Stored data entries
BEGIN

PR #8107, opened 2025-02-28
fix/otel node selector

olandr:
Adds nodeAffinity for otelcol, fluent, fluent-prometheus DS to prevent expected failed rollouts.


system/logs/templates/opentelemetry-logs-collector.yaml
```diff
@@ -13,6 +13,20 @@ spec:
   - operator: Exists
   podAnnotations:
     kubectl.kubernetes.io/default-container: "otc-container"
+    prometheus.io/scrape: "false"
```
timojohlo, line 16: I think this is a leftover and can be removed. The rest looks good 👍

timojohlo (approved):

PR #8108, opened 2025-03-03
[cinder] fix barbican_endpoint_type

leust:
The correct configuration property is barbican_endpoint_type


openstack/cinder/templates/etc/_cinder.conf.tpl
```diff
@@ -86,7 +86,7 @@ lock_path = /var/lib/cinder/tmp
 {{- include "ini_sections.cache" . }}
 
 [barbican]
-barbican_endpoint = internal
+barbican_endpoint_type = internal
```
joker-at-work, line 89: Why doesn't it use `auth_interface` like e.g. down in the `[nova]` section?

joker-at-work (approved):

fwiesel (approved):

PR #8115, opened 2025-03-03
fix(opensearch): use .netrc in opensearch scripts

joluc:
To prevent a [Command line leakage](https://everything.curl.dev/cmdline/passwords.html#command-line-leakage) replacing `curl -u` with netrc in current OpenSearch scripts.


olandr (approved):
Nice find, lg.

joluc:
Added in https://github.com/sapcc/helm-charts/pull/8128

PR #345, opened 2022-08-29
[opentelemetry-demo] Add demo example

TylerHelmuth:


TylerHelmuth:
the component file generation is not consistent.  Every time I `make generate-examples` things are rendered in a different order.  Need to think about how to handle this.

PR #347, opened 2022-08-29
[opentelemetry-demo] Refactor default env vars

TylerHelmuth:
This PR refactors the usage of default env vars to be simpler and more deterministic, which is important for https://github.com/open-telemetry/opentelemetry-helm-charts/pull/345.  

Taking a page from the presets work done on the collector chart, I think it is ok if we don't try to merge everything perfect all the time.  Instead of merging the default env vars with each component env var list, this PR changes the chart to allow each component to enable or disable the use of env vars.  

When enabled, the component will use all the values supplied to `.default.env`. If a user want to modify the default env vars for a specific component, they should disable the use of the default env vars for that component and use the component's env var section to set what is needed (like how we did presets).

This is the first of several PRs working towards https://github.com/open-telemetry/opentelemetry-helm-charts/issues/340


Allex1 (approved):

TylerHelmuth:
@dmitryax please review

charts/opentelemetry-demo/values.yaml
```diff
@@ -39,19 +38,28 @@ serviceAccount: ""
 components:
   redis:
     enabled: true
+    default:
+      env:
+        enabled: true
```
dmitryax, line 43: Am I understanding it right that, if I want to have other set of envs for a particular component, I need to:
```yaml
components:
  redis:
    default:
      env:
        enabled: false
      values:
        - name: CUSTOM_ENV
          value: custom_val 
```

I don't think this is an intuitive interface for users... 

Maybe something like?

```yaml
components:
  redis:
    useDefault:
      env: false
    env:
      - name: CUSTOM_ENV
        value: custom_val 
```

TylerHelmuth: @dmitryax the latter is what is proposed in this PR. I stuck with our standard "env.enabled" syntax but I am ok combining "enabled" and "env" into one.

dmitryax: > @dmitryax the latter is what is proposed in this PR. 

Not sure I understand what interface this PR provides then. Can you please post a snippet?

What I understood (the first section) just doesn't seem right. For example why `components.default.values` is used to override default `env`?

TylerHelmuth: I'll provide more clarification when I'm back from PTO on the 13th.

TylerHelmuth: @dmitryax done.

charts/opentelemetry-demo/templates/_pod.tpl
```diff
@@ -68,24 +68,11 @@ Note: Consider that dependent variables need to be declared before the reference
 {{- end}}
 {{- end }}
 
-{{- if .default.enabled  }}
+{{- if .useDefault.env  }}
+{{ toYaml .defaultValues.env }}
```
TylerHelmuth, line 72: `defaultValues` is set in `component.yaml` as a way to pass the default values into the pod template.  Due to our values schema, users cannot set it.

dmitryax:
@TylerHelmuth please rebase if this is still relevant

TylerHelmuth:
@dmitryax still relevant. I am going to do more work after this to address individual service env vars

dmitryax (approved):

END

_What is expected:_ The required answer is the complete data, repeated exactly.

_Written response:_
PR #8107, opened 2025-02-28
fix/otel node selector

olandr:
Adds nodeAffinity for otelcol, fluent, fluent-prometheus DS to prevent expected failed rollouts.


system/logs/templates/opentelemetry-logs-collector.yaml
```diff
@@ -13,6 +13,20 @@ spec:
   - operator: Exists
   podAnnotations:
     kubectl.kubernetes.io/default-container: "otc-container"
+    prometheus.io/scrape: "false"
```
timojohlo, line 16: I think this is a leftover and can be removed. The rest looks good 👍

timojohlo (approved):

PR #8108, opened 2025-03-03
[cinder] fix barbican_endpoint_type

leust:
The correct configuration property is barbican_endpoint_type


openstack/cinder/templates/etc/_cinder.conf.tpl
```diff
@@ -86,7 +86,7 @@ lock_path = /var/lib/cinder/tmp
 {{- include "ini_sections.cache" . }}
 
 [barbican]
-barbican_endpoint = internal
+barbican_endpoint_type = internal
```
joker-at-work, line 89: Why doesn't it use `auth_interface` like e.g. down in the `[nova]` section?

joker-at-work (approved):

fwiesel (approved):

PR #8115, opened 2025-03-03
fix(opensearch): use .netrc in opensearch scripts

joluc:
To prevent a [Command line leakage](https://everything.curl.dev/cmdline/passwords.html#command-line-leakage) replacing `curl -u` with netrc in current OpenSearch scripts.


olandr (approved):
Nice find, lg.

joluc:
Added in https://github.com/sapcc/helm-charts/pull/8128

PR #345, opened 2022-08-29
[opentelemetry-demo] Add demo example

TylerHelmuth:


TylerHelmuth:
the component file generation is not consistent.  Every time I `make generate-examples` things are rendered in a different order.  Need to think about how to handle this.

PR #347, opened 2022-08-29
[opentelemetry-demo] Refactor default env vars

TylerHelmuth:
This PR refactors the usage of default env vars to be simpler and more deterministic, which is important for https://github.com/open-telemetry/opentelemetry-helm-charts/pull/345.  

Taking a page from the presets work done on the collector chart, I think it is ok if we don't try to merge everything perfect all the time.  Instead of merging the default env vars with each component env var list, this PR changes the chart to allow each component to enable or disable the use of env vars.  

When enabled, the component will use all the values supplied to `.default.env`. If a user want to modify the default env vars for a specific component, they should disable the use of the default env vars for that component and use the component's env var section to set what is needed (like how we did presets).

This is the first of several PRs working towards https://github.com/open-telemetry/opentelemetry-helm-charts/issues/340


Allex1 (approved):

TylerHelmuth:
@dmitryax please review

charts/opentelemetry-demo/values.yaml
```diff
@@ -39,19 +38,28 @@ serviceAccount: ""
 components:
   redis:
     enabled: true
+    default:
+      env:
+        enabled: true
```
dmitryax, line 43: Am I understanding it right that, if I want to have other set of envs for a particular component, I need to:
```yaml
components:
  redis:
    default:
      env:
        enabled: false
      values:
        - name: CUSTOM_ENV
          value: custom_val 
```

I don't think this is an intuitive interface for users... 

Maybe something like?

```yaml
components:
  redis:
    useDefault:
      env: false
    env:
      - name: CUSTOM_ENV
        value: custom_val 
```

TylerHelmuth: @dmitryax the latter is what is proposed in this PR. I stuck with our standard "env.enabled" syntax but I am ok combining "enabled" and "env" into one.

dmitryax: > @dmitryax the latter is what is proposed in this PR. 

Not sure I understand what interface this PR provides then. Can you please post a snippet?

What I understood (the first section) just doesn't seem right. For example why `components.default.values` is used to override default `env`?

TylerHelmuth: I'll provide more clarification when I'm back from PTO on the 13th.

TylerHelmuth: @dmitryax done.

charts/opentelemetry-demo/templates/_pod.tpl
```diff
@@ -68,24 +68,11 @@ Note: Consider that dependent variables need to be declared before the reference
 {{- end}}
 {{- end }}
 
-{{- if .default.enabled  }}
+{{- if .useDefault.env  }}
+{{ toYaml .defaultValues.env }}
```
TylerHelmuth, line 72: `defaultValues` is set in `component.yaml` as a way to pass the default values into the pod template.  Due to our values schema, users cannot set it.

dmitryax:
@TylerHelmuth please rebase if this is still relevant

TylerHelmuth:
@dmitryax still relevant. I am going to do more work after this to address individual service env vars

dmitryax (approved):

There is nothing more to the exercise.